** Exercise **
Collect every line below that contains the word "Thank".

** Records supplied **
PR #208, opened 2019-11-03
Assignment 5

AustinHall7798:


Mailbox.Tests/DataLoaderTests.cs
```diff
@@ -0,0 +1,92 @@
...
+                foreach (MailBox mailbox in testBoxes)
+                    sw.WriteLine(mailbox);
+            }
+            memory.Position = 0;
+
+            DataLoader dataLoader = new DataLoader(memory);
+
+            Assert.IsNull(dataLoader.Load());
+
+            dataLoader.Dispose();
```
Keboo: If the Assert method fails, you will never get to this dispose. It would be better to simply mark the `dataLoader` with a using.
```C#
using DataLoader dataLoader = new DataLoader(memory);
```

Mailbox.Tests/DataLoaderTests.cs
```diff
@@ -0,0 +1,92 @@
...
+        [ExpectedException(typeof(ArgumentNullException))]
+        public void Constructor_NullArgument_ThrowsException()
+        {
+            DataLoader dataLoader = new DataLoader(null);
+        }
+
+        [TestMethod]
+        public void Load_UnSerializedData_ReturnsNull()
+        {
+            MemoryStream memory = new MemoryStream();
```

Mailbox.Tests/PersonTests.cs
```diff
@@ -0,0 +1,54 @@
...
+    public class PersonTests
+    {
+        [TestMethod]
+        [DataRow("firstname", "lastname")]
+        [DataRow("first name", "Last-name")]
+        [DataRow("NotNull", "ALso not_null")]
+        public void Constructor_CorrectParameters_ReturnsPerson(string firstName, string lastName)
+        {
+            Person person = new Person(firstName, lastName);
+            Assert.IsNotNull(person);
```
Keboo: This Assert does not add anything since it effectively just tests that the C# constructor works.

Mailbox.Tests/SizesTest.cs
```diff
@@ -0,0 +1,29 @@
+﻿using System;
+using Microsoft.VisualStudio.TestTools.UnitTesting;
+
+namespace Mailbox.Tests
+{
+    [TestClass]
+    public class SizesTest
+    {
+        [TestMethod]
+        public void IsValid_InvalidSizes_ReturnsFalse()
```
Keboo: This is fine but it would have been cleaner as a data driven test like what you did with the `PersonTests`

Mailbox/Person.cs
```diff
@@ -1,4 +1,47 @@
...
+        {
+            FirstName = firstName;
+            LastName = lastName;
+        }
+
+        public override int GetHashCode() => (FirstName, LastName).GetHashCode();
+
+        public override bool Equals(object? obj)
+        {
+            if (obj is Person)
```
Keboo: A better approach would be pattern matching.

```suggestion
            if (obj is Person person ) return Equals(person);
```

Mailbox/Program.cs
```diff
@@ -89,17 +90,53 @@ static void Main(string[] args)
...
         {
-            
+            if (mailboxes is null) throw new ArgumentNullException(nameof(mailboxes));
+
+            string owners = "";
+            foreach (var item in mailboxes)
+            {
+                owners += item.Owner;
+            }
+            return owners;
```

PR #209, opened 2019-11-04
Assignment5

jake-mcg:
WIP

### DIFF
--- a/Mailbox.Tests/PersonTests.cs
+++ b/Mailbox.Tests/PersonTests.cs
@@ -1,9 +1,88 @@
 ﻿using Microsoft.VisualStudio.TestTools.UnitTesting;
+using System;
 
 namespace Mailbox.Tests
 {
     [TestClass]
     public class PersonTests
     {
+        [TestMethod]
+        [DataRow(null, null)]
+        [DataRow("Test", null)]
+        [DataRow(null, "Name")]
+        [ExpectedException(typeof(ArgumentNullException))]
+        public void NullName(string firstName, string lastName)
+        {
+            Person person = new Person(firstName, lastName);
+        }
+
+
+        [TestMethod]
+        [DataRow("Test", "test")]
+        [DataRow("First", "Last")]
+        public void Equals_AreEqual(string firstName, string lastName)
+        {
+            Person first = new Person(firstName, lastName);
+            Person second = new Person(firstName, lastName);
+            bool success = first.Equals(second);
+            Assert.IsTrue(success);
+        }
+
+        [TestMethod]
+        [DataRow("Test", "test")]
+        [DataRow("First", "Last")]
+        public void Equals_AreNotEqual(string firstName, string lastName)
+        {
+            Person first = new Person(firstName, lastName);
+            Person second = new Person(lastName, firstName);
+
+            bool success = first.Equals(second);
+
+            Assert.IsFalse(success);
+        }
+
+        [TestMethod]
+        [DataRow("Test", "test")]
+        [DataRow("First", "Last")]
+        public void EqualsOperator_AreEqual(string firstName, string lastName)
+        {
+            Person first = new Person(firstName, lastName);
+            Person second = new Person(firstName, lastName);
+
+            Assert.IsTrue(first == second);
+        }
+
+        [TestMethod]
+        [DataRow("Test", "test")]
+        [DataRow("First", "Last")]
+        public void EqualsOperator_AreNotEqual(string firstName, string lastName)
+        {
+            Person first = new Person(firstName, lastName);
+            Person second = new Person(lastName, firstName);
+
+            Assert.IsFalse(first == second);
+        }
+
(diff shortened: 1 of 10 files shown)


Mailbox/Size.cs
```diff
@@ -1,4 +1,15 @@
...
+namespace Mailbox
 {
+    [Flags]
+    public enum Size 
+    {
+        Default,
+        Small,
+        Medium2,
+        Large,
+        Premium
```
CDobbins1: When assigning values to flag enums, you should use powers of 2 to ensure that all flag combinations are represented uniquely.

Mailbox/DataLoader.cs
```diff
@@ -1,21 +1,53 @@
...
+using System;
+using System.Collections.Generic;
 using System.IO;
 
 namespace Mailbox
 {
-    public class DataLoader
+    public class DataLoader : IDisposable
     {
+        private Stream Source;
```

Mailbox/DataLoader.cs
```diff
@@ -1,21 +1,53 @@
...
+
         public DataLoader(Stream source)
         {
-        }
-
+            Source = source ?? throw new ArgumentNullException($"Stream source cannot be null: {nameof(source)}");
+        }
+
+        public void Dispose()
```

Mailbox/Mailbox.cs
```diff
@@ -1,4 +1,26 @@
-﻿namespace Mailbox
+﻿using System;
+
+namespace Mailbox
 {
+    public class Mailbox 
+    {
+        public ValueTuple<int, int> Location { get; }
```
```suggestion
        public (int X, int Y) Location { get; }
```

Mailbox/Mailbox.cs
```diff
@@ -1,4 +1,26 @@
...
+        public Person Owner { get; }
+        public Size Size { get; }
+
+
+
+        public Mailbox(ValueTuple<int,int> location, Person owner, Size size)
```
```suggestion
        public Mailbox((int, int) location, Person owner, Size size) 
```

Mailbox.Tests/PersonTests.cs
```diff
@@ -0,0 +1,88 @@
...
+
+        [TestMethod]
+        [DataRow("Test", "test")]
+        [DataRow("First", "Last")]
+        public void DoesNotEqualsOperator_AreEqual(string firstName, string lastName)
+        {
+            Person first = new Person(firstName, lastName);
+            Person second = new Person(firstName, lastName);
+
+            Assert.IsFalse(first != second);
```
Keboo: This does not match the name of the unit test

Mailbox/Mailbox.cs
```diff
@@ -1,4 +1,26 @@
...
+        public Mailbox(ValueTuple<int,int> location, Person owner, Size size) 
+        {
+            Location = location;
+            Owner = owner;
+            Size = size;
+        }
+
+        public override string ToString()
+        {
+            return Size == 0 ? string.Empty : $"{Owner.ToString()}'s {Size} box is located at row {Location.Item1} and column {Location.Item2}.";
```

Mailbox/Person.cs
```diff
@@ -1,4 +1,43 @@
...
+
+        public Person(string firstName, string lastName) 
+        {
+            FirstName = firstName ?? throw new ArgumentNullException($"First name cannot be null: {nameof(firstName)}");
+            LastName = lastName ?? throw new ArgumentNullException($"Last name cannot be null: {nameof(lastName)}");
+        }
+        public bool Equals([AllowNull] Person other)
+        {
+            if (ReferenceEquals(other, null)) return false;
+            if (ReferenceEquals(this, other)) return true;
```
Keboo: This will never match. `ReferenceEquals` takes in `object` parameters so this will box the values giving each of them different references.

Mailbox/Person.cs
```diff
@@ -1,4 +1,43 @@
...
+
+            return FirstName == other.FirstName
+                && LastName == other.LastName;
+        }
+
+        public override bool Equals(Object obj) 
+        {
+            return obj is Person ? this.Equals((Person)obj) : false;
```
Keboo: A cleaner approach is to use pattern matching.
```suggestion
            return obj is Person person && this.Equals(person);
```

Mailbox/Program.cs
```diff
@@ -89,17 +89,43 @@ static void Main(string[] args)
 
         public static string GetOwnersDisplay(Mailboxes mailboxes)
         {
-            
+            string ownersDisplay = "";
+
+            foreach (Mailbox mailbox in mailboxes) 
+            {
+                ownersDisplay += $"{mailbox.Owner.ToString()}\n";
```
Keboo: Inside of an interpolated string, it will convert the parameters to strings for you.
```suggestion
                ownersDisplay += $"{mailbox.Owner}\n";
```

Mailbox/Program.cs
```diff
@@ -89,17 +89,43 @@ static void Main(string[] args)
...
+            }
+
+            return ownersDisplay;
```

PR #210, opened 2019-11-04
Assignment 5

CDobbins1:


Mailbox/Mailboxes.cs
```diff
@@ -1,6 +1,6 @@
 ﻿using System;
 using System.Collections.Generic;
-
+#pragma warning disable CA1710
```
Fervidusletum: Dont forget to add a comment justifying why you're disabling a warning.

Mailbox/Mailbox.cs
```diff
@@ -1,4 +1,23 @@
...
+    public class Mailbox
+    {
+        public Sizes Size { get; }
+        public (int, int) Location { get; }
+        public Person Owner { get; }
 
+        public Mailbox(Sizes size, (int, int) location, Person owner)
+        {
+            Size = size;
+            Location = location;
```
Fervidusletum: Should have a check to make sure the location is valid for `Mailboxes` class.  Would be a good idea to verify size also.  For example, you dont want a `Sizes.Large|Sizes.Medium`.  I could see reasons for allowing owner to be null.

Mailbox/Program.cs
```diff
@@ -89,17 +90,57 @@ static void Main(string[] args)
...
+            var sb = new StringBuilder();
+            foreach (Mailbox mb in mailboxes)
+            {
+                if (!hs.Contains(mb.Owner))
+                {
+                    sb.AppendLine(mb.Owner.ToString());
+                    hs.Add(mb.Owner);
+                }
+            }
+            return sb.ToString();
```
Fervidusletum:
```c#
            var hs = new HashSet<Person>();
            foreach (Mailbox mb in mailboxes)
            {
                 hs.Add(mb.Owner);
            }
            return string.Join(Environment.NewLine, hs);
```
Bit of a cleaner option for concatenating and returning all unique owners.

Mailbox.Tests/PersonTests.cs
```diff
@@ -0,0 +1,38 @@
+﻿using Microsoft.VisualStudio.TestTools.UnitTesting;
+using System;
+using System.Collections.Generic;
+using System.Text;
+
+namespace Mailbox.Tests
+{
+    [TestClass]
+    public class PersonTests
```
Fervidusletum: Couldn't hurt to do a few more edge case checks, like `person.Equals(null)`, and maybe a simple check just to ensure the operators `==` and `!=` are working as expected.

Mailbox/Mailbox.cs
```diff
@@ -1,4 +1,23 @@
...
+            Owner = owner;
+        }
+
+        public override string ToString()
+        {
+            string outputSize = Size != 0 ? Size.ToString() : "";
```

---

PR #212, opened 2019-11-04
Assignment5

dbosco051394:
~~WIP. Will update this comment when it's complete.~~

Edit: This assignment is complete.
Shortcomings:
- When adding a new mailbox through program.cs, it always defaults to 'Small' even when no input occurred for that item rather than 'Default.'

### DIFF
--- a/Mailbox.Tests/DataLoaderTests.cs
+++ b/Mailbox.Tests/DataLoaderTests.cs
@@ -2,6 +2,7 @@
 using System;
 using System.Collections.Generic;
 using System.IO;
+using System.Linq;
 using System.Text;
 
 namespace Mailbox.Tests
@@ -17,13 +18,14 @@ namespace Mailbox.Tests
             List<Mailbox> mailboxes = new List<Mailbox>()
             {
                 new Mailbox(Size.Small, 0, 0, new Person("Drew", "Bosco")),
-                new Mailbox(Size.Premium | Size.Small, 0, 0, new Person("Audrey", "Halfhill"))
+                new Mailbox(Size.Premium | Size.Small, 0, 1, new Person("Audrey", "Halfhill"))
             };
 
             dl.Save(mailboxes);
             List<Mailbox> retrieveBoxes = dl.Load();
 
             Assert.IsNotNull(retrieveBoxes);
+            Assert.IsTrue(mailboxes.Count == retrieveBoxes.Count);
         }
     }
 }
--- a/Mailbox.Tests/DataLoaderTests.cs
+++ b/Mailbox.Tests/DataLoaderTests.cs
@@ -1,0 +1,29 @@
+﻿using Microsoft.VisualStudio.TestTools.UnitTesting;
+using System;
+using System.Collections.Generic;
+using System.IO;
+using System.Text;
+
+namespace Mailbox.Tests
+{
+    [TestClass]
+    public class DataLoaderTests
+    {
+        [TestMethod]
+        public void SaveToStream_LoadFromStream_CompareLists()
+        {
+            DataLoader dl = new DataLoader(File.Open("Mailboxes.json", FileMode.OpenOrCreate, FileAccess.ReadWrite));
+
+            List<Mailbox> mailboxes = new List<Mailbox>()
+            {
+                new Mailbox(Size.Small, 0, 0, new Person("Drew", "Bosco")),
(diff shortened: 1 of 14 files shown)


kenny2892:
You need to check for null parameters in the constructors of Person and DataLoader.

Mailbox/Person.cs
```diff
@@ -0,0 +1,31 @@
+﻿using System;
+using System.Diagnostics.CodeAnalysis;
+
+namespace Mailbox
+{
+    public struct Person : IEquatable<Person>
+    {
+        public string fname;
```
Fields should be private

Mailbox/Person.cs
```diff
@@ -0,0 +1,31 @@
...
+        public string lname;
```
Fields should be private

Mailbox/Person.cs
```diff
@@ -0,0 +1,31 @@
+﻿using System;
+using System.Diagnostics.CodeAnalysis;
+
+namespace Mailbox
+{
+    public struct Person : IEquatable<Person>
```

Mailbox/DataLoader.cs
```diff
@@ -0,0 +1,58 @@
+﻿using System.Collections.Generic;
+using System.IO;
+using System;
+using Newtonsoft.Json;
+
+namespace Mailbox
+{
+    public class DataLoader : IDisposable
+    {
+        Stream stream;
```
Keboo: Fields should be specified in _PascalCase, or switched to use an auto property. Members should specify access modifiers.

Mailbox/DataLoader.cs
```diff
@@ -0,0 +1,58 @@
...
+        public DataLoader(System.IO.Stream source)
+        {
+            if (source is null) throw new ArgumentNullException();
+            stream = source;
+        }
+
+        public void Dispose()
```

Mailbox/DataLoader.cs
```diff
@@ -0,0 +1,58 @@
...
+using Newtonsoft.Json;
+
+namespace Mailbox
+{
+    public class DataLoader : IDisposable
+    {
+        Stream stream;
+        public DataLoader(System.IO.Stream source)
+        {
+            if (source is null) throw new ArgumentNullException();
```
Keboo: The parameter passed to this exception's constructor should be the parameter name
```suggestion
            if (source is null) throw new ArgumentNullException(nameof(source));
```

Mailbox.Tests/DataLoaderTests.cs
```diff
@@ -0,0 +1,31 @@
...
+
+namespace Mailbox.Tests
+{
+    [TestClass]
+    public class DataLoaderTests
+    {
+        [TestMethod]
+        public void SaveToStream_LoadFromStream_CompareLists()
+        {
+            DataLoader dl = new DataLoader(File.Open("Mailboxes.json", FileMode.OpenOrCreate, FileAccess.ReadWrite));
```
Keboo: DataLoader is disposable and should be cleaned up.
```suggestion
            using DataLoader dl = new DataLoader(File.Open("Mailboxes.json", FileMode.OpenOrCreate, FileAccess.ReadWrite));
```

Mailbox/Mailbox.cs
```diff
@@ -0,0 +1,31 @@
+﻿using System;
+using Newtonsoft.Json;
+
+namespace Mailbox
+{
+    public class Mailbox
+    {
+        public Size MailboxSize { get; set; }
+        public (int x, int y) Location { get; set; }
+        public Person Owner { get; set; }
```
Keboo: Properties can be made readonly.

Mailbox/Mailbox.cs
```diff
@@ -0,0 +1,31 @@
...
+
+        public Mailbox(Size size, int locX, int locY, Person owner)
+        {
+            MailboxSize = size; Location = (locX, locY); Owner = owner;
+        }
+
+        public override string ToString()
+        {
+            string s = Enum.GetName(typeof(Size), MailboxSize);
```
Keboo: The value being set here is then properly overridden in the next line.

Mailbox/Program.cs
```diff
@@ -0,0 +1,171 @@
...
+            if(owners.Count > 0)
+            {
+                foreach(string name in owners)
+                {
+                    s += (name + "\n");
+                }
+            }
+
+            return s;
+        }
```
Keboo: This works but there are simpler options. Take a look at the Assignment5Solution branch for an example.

--

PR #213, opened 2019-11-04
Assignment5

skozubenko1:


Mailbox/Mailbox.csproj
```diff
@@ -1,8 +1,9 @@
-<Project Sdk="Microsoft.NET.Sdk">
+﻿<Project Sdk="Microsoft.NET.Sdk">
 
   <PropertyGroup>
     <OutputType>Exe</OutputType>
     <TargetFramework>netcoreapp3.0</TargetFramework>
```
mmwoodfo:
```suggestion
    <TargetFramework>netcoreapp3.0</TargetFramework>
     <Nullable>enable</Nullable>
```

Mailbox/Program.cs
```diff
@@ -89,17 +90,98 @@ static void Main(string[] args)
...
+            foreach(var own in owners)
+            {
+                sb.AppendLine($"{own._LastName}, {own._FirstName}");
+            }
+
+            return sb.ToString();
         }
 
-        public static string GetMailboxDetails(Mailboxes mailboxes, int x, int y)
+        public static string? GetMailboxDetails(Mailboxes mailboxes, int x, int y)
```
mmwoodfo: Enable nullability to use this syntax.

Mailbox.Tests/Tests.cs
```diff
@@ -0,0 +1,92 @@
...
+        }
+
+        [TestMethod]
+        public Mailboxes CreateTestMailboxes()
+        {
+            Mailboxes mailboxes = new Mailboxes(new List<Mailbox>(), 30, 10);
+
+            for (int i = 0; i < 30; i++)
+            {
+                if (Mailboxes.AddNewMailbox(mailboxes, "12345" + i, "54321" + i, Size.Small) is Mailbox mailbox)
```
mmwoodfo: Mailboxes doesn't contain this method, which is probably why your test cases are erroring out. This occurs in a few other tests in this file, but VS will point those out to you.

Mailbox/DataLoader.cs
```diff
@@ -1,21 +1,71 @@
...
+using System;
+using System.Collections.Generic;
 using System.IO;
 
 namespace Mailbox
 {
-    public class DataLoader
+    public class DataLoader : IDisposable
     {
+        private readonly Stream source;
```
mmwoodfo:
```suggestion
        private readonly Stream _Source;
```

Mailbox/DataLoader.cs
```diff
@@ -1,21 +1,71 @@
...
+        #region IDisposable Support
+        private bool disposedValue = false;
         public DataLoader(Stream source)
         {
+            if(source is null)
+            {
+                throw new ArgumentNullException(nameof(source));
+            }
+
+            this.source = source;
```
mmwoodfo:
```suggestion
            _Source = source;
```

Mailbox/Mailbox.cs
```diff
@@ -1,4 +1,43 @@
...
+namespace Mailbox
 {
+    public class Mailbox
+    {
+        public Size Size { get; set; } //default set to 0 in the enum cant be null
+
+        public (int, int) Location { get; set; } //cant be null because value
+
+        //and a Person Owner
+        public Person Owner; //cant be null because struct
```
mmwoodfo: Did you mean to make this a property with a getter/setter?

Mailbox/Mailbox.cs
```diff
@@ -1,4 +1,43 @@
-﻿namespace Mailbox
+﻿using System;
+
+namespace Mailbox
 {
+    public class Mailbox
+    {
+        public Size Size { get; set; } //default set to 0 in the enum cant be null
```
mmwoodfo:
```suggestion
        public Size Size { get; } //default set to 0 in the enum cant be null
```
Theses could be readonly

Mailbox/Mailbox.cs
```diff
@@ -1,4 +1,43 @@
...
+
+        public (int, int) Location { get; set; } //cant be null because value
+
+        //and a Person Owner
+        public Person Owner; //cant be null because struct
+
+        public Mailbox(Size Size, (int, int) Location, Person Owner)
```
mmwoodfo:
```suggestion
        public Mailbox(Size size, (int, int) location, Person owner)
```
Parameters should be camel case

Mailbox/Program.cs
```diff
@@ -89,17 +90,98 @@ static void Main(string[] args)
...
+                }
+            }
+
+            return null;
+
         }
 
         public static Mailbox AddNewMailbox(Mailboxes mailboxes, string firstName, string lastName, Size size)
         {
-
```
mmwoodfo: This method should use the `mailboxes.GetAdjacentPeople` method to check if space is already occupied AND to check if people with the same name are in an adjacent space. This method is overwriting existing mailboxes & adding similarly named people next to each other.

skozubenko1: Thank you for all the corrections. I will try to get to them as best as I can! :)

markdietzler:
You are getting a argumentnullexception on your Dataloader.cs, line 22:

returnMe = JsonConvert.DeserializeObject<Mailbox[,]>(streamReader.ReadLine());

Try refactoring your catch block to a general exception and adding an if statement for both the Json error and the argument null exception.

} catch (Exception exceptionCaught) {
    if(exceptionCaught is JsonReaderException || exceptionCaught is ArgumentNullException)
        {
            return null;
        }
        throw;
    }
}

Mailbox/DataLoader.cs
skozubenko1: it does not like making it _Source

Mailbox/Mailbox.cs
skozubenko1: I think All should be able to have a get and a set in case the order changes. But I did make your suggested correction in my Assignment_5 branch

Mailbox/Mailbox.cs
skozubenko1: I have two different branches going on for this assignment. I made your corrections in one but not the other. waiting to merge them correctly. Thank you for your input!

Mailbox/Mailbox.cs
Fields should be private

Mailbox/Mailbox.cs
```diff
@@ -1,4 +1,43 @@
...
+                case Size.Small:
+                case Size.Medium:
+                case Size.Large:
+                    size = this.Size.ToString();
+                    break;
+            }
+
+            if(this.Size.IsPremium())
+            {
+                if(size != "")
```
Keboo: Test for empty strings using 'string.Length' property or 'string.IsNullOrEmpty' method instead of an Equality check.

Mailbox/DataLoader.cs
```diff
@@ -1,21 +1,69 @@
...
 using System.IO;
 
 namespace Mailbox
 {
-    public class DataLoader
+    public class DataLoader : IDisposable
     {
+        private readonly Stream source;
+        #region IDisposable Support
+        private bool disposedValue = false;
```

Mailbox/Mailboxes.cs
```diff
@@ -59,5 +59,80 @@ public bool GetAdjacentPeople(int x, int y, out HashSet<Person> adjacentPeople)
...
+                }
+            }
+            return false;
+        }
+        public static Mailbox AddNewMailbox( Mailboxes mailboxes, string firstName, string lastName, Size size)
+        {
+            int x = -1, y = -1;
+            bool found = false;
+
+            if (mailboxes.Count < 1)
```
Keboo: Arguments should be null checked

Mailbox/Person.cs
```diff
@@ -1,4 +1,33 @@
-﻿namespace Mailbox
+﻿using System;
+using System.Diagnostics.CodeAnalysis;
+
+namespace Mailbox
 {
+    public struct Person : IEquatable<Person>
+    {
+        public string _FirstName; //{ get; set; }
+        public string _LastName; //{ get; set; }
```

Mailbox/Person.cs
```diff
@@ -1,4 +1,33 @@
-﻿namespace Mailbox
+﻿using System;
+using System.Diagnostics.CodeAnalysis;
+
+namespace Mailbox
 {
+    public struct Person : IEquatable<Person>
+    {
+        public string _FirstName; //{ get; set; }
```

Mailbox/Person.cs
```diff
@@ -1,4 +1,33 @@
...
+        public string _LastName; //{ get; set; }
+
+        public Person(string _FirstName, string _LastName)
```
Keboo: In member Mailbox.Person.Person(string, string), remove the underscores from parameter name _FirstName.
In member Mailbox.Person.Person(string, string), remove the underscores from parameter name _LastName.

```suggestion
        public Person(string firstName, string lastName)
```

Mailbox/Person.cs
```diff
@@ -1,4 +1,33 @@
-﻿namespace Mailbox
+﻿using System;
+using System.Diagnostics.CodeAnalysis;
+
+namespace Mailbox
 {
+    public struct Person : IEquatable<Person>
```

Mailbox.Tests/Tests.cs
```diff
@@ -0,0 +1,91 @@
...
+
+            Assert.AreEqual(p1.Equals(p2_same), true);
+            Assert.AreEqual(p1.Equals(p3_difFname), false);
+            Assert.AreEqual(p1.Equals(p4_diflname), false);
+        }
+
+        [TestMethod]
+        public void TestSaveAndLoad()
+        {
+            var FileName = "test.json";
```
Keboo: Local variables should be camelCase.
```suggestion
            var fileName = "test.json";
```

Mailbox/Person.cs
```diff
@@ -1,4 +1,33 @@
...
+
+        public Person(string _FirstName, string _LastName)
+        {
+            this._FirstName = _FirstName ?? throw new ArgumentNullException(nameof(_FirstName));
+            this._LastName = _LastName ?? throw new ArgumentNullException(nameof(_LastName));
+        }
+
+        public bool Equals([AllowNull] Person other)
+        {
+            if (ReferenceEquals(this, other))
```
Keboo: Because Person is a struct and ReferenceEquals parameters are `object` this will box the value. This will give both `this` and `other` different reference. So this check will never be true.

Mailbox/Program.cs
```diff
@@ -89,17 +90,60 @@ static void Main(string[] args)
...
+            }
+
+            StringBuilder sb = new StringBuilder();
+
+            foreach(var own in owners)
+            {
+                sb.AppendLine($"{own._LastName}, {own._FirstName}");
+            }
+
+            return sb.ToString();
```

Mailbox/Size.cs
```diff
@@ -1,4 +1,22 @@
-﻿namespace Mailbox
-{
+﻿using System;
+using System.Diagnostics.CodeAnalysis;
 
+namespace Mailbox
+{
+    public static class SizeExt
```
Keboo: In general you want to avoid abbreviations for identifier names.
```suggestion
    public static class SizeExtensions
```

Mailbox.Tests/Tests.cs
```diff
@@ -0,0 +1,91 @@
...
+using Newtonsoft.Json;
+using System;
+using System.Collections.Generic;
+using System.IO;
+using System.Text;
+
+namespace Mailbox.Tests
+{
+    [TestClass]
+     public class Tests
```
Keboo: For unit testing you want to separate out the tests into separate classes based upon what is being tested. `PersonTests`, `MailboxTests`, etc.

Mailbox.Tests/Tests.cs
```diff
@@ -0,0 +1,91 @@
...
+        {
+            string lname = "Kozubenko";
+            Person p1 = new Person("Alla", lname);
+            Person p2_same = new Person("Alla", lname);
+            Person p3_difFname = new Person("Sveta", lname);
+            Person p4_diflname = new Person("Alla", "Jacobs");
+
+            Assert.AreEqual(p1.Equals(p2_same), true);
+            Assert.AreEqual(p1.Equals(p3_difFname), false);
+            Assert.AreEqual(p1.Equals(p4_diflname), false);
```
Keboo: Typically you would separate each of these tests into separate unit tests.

** Exercise response **
skozubenko1: Thank you for all the corrections. I will try to get to them as best as I can! :)
skozubenko1: I have two different branches going on for this assignment. I made your corrections in one but not the other. waiting to merge them correctly. Thank you for your input!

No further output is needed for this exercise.